🚨 Until today, I was unaware of the circumstances leading up to the tragic stabbing of Henry Nowak.
The tweet quoted below contains a more detailed commentary on the fallout following the sentencing.
On 3 December 2025, Henry Nowak (18), a University of Southampton student, was walking alone in the Portswood area of Southampton after a night out.
During his walk home, he was recording himself on Snapchat. While walking along Belmont Road, he encountered Vickrum Singh Digwa (23) approaching from the opposite direction.
As they passed, Nowak filmed Digwa on his phone and directed taunting remarks at him. The Snapchat footage was shown in court. In the footage, Nowak says: “Innit bad man, what bad man. You’re a bad man, say you’re a bad man, go on.”
Digwa responded: “I am a bad man.”
Following this verbal exchange, Digwa turned back towards Nowak. A physical confrontation occurred in which Digwa took or attempted to take Nowak’s phone. A struggle followed between the two men. Digwa then produced a knife and stabbed Nowak multiple times.

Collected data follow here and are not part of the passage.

PR #14032, opened 2026-08-23
Add EBU STL header toolbar button

Triathlon-rally:
**Add EBU STL header button to toolbar**

Description

Adds a small Header button to the toolbar for direct access to the existing EBU STL header/export settings.

The button is only visible when EBU STL is the active subtitle format and is placed before the format selector to keep the toolbar layout stable when switching formats.

Tested with switching between EBU STL and SRT.

No changes are made to the existing EBU STL header/export logic.


niksedk:
Implemented in other PR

Nowak suffered five stab wounds, including a fatal wound to the chest which caused catastrophic internal injury. He also sustained additional wounds to other parts of the body.
The judge’s comments are worth reading in full. Here is just one extract (I direct you particularly to paragraph 27):
13. “In Belmont Road, you and Henry passed each other. You claimed he deliberately barged into you. I am sure that was one of the many lies you have told and repeated since it happened. However, there was an interaction between you both. Henry, perhaps cheekily, made a comment, asking if you were a “bad man.” He was filming you on his phone when he said it. The tone of his voice was not aggressive or threatening but, as it turned out, a tragic error of judgement. It is a reasonable conclusion that the comment was because he had seen the large, sheathed dagger. That would have been a very unusual thing for an 18-year-old student and non-Sikh to see.
14. You moved towards him and, confidently, told him that you were “a bad man.” This was the response, I believe, of someone who thought they were being disrespected, made worse by the perceived intrusion of being filmed. You were not frightened or concerned and grabbed his phone, removing it from him. The exact events which immediately followed were only witnessed by Henry and you. However, it would not be unreasonable to conclude that Henry would have wanted his phone back, believing it had been stolen from him or that he had been robbed. That may have led to a physical struggle between you and him. In that situation, there was every need for self-restraint and control on your part. As someone who was born and raised in the UK, that should have been your focus rather than any distorted view of your religious traditions. Strong words, even a verbal threat, might have been justified but no more.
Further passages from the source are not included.